9.30.2007

nothing like a Sunday night...

There is nothing like lying in bed watching Desperate Housewives and Brothers & Sisters while eating some deliciously warm dessert (brownies this week) while drinking a glass of wine or milk. I’ve missed my Sunday nights. There’s nothing like capping off a weekend of drinking in bed eating sweets. After all, I spend enough time working out during the week.

9.25.2007

week off

Between being sick and trying to finish all my school work, I'm going to take this week off.

9.19.2007

hot pink, sequins, flashy...

Apparently, I have this uncanny way of always being volunteered for things. First it was the snack cart now it’s our departmental awards show.

For the sake anonymity, we’ll call the ceremony THE SHOW. While it may seem like something simple. THE SHOW is always this huge production. I would imagine the company gives our department quite a bit of money to do this eacy year. We hire a professional videographer. We have a set, decorations and some type of favors to give out everyone. Not to mention we actually give out trophy awards (looks like a mini-Oscar) and gift certificates. Well I’m on THE SHOW committee.

Last year I helped out with THE SHOW (it was a scary theme) as needed (which means whenever someone asked me to do it. I never volunteered). Before I knew it I was suckered into performing Michael Jackson’s Thriller dance (which unfortunately is on DVD).

About two months ago I got an e-mail announcing that it was time for THE SHOW again. The committee members were announced and my name was on it. I asked how did I get on the committee. I got some story about how so and so was supposed ask me. Long story, short, if I wanted out I had to find a replacement.

Personally I think I got put on the committee because of my sheer proximity to THE SHOW chairperson. She sits across from me. I can just envision it. She had all the representatives for each division and realized there wasn’t a one for our division. She looked up and there I was – sucker!

This year, THE SHOW is a musical. (I hate musicals!) Therefore six genres will be performed in the show – country, 50s, rock, disco, a traditional musical and pop. We rewrote a song from each genre so it would relate to work.

Despite the fact that I told them I would be more beneficial as head of the advertising committee. I was appointed “head” of the script committee. I admit I haven’t really done anything. That’s mainly because there was really nothing I could contribute. The only genre I really know about is pop and the chairperson rewrote the words to our pop song.
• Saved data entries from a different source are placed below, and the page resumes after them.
Issue #1133, opened 2026-07-27
Device clock skew: a creeping device silently becomes the service's data clock


SimonHeybrock:
## Context

Production devices creep by O(1 s/day) against the shared pulse clock. The batchers survive this — liveness under creep is pinned by `TestClockCreep` (#1122): delivery flows through every threshold crossing, and a months-accumulated offset with intermittent traffic does not ping-pong. But probing the equilibria showed quality degradations that are operationally invisible:

- **The window tracks the fastest clock.** The timeout path follows the high-water mark, a bare max over all streams, so once a device runs ahead by more than the timeout margin (~0.2 s, i.e. after ~half a day of creep) it owns window placement. In a 900 s simulation at accelerated creep, batch `end_time` ended 4.1 s ahead of true time; with a static 240 s offset the window settled permanently on the skewed clock. Restart does not help — bootstrap re-anchors on the majority, then the window walks back within seconds.
- **Slot-gated closure silently degenerates to the timeout path** at the same threshold, losing the pulse-slot alignment the rate-aware batcher was built for (#875): the healthy stream's messages landed inside their batch's time range only 16.7 % of the time (97.8 % in the control). Batch contents straddle boundaries again.
- **The data clock skews with the device.** Batch end times drive job activation and run resets (`JobManager._advance_to_time`), so an ahead-creeping device fires them early by its accumulated offset — minutes, once creep has run for months.

Behind-creep is the benign mirror: the window stays with the healthy stream, only the laggard's data lands outside batch ranges, and at >1000 batches behind it is demoted from gating.

## Directions

Window placement deliberately has no wall reference (clock policy in `rate_aware_batcher.py`), so the batcher cannot tell a creeping clock from a true one. In rough order of value:

- **Detection at the adapter boundary** — arrival time is where skew is visible. The #1047 validation work is the natural home: track per-source offset between data timestamps and arrival wall time, surface creep as telemetry/warnings long before it exceeds any bound.
- **Cheap batcher-side observability** — warn (rate-limited) when a gating stream is persistently unsatisfied at close, or when per-stream frontiers disagree by more than the plausibility horizon. Catches "gating has silently stopped mattering" in ops regardless of cause.
[...]

PR #1141, opened 2026-07-28
Re-latch a job start time contradicted by its own data

SimonHeybrock:
## Why

`Job._start_time` is sticky by design: it records when the job began accumulating and is never lowered. That makes it a permanent amplifier for a transient bad timestamp. A batch built from a single far-future message anchors on that message (`plausible_anchor` has nothing to weigh a lone timestamp against), so a job whose first active batch is such a batch keeps that start time for its lifetime.

Every later result then carries `start_time > end_time`, with two consequences that are silent in operation: the dashboard's rate normalization treats a non-positive duration as "cannot normalize" and returns raw counts instead of counts/s with no warning, and job adoption ranks record-less observed jobs by start time, so the poisoned job outranks every legitimately newer one.

## What changed

A start time later than the newest accumulated data is contradicted by the data itself — a job cannot begin after its accumulation ends. That is sufficient evidence to correct the latch in band: no wall clock, no plausibility bound, no new layer. The job re-latches on the current batch and logs it.

The condition is conservative on purpose. Batch end times legitimately move backwards within a job whenever a batcher recovers a misplaced window, but they do not drop below the job's own start unless that start is wrong.

Bad timestamps still produce wrong times on the batches that carry them. What changes is that the damage no longer outlives them.

## Relation to #1059

#1059 attacked the same class of failure from the other end, by clamping far-future data-derived timestamps at the Kafka adapter boundary. It was written against an earlier revision of #1122; re-examined against `main` now that #1122 has landed with a wall-clock liveness backstop and the rate-aware batcher as the default, most of its motivation is gone:

- Liveness no longer depends on it. The backstop bounds a poisoned window at roughly ten batch lengths and costs one stall per poison message; the remaining hole is specific to `SimpleMessageBatcher`, which is now opt-in.
- The data-clock damage it was sized against is currently unreachable. `_fire_pending_resets` only ever sees an empty list, because `with_run_control_route` is disabled for #795, and no `JobSchedule` carrying an `end_time` is constructed anywhere in `src/`.
- Clamping in the dashboard-side adapters cannot do anything: `MessagePump` forwards only `stream` and `value` and discards the message timestamp.

What remained live was this latch, which is in-band and needs no arrival-time evidence. #1059 is closed in favour of it. The parts of #1059 that stand on their own merits are separable and unaffected: per-source clock-offset telemetry belongs with #1133 (and should extend the existing lag reporting rather than add a parallel counter), and the ev44 absent-event-vector handling is #1124.

Note this does not address `ToNXlog._last_time`, which latches on the *payload* timestamp and rejects every later sample for the process lifetime. That is a separate defect on the payload side and no envelope-level fix reaches it.

Also here: the six adapter-boundary far-future cases were strict xfails asserting that such a timestamp must be clamped, dropped or replaced before crossing the boundary — #1059's acceptance criterion. That remedy is now rejected rather than merely unimplemented, and a strict xfail encoding a rejected design is a standing invitation to implement it. `_record_lag` measures a producer by the gap between the payload's claimed time and the broker's create time, so a clamp upstream of it would report a device with a badly wrong clock as perfectly punctual — erasing exactly the evidence #1133 needs. The assertion is inverted to pin the pass-through instead, keeping all six timestamp entry points covered.

## Test plan

Unit tests for both directions of the re-latch condition, and a service-level test on the hostile-input harness asserting that published result timestamps return to the real timeline after a lone far-future message. `SimpleMessageBatcher` wedges outright on that input, so no later batch can contradict the poisoned start; that case is pinned as a strict xfail beside the existing one for the same hole.

### DIFF
--- a/src/ess/livedata/core/job.py
+++ b/src/ess/livedata/core/job.py
@@ -9,11 +9,14 @@ from enum import StrEnum, auto
 from typing import Any, Protocol, runtime_checkable
 
 import scipp as sc
+import structlog
 
 from ess.livedata.workflows.workflow_factory import Workflow
 
 from ..config.workflow_spec import JobId, ResultKey, WorkflowId
 from .timestamp import Timestamp
+
+logger = structlog.get_logger(__name__)
 
 
 @dataclass(slots=True, kw_only=True)
@@ -377,6 +380,22 @@ class Job:
             )
             if data.is_active():
                 if self._start_time is None:
+                    self._start_time = data.start_time
+                elif data.end_time < self._start_time:
+                    # A job cannot begin after its accumulation ends, so the
+                    # latched start is provably wrong: it came from a batch
+                    # anchored on a timestamp outside this stream's timeline
+                    # (plausible_anchor has nothing to weigh a lone message
+                    # against). The start is sticky, so without this it would
+                    # pin that value -- and an inconsistent time pair on every
+                    # result -- for the job's lifetime.
+                    logger.warning(
+                        'job_start_time_relatched',
+                        job_id=str(self._job_id),
+                        previous_start_time=str(self._start_time),
+                        start_time=str(data.start_time),
+                        end_time=str(data.end_time),
+                    )
                     self._start_time = data.start_time
                 self._end_time = data.end_time
             return JobReply(job_id=self._job_id)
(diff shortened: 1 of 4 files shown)


SimonHeybrock (commented):
LGTM

PR #313, opened 2015-02-01
allow for non-standard ssh port in status check

ianberinger:
Currently the ssh status check fails when ssh is running on a non-standard port.

### DIFF
--- a/management/status_checks.py
+++ b/management/status_checks.py
@@ -32,7 +32,7 @@ def run_checks(env, output):
 	# (ignore errors; if bind9/rndc isn't running we'd already report
 	# that in run_services checks.)
 	shell('check_call', ["/usr/sbin/rndc", "flush"], trap=True)
-	
+
 	run_system_checks(env, output)
 
 	# perform other checks asynchronously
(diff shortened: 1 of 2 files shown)


JoshData:
Hi,

Would you mind re-doing this to move `sshd -T 2>/dev/null | grep "^port " | sed "s/port //"` into status_checks.py, rather than storing it in the config file? Would be great as a new function `get_ssh_port`. You can safely shell sshd like this:

    output = shell('check_output', ['sshd', '-T'])

Also would be helpful to have the port number in the output when the check detects SSH isn't running, if it's not port 22.

Thanks.

ianberinger:
Not at all. Should I put the get_ssh_port function in utils.py?

JoshData:
It's unlikely to be used outside of status_checks, so I think in there.

ianberinger:
That should do it.

JoshData:
Thanks! I squashed the commits together and merged it in via 20d20df.

ianberinger:
Thank you!

PR #324, opened 2015-02-15
Enable setting custom TXT records / fixes #323

### LINKED ISSUE #323: Make possible replacement of default TXT SPF record
Hi,

$sbj.

As for now it doesn't work. However if you add it as Custom DNS entry it's shown on the web-interface.

There's a note on Custom DNS admin page saying
```
Strict SPF and DMARC records will be added to all custom domains unless you override them.
```

It gave me hope that I can override the record on this page. Looks confusing.

webknjaz:
Hi,

It's a draft hotfix for enabling possibility to add custom TXT records like SPF/DKIM.

It's not ideal, so feedbacks/suggestions are welcome.

### DIFF
--- a/management/dns_update.py
+++ b/management/dns_update.py
@@ -208,7 +208,17 @@ def build_zone(domain, all_domains, additional_records, env, is_zone=True):
 
 	# The user may set other records that don't conflict with our settings.
 	for qname, rtype, value in get_custom_records(domain, additional_records, env):
-		if has_rec(qname, rtype): continue
+		if has_rec(qname, rtype):
+			txt_type = value.split(' ')[0].split('\;')[0].split(';')[0].split('v=')[-1]
+			if rtype == 'TXT' and txt_type in ('spf1', 'DKIM1'):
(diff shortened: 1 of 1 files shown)


JoshData:
I would have done it the other way around --- move the addition of the default record to after where the custom records are set, and then add a specific check if a TXT record starting with "v=spf1" already is set (and then don't add the default record).

webknjaz:
Ok I'll check how this can be done.

Btw, is there a reason you didn't use `dict` to store `NS` records?

JoshData:
> Btw, is there a reason you didn't use dict to store NS records?

You mean to store DNS records, not "NS" records specifically, I am guessing.

I'm not sure now what my original thinking was, but I like to have things output in predictable order. It makes it easier to see when things have changed. So I often prefer arrays over dicts. In the case of "NS" records specifically, there are two records so it would have to be a mapping to an array anyway.

JoshData:
See #323, #333.

KrasBras:
Hi, i was trying to install this fix, but it seems it is not for v0.26c. I am trying to find a way how to custom value to the SPF. Can you help please?

PR #326, opened 2015-02-16
Do not show '_secondary_nameserver' in Custom DNS table

dhpiggott:
It's redundant and potentially confusing, as any secondary NS shows in "Using a
Secondary Nameserver".


JoshData:
This should probably be handled server side?

dhpiggott:
Sorry about that - you're right, of course. I've reverted the client side change and handled it server side.

JoshData:
Mind resubmitting that squashes the three commits into one? (A `git push --force` on your branch will update this PR.)

dhpiggott:
Sure - done.

dhpiggott:
Sure - done.

PR #332, opened 2015-02-20
Changed MX check to respect priorities other than 10.

mathuin:
Reordered the if a little, added some string parsing, and modified the OK text to include a warning.

I was unable to fully test this because of the changes between the release and the master branch, but it looks right.  Let me know if there's a better way to test than replacing the existing files in the release!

Nevertheless, I thought things were going pretty well. I got dragged on this committee and I’m getting away with doing nothing but spending three hours a week at these meetings. All was well, until I found my name on the list of dancers for the show. If it wasn’t enough that I had to dance to Thriller in front of my co-workers last year, now I have to dance to Shut Up and Drive in front of everybody. At first glance it doesn’t sound so bad right?

Today I overheard the chairperson ordering the costumes. These are the words I heard: sequins, hot pink, flashy, one-time wear. I’m scared; real scared.

When will it ever end?

9.18.2007

the heidi's of the world...

I don’t know how I get suckered into these reality television shows (maybe because there is nothing else that comes on), but I just can’t stop watching them. I watched the episode of The Hills last night and can’t help thinking that Heidi is a prime example of what so many women do when they get into a relationship. They start dating a guy and become enamored in him and eventually lose all sight of everything or everyone else. Now I think Heidi is an extreme case of this and I think on some level she does what she does for the fame and money. After all, she is coming out with a CD. Some people are willing to sell their souls or get married to anyone to be “successful,” but that’s another entry.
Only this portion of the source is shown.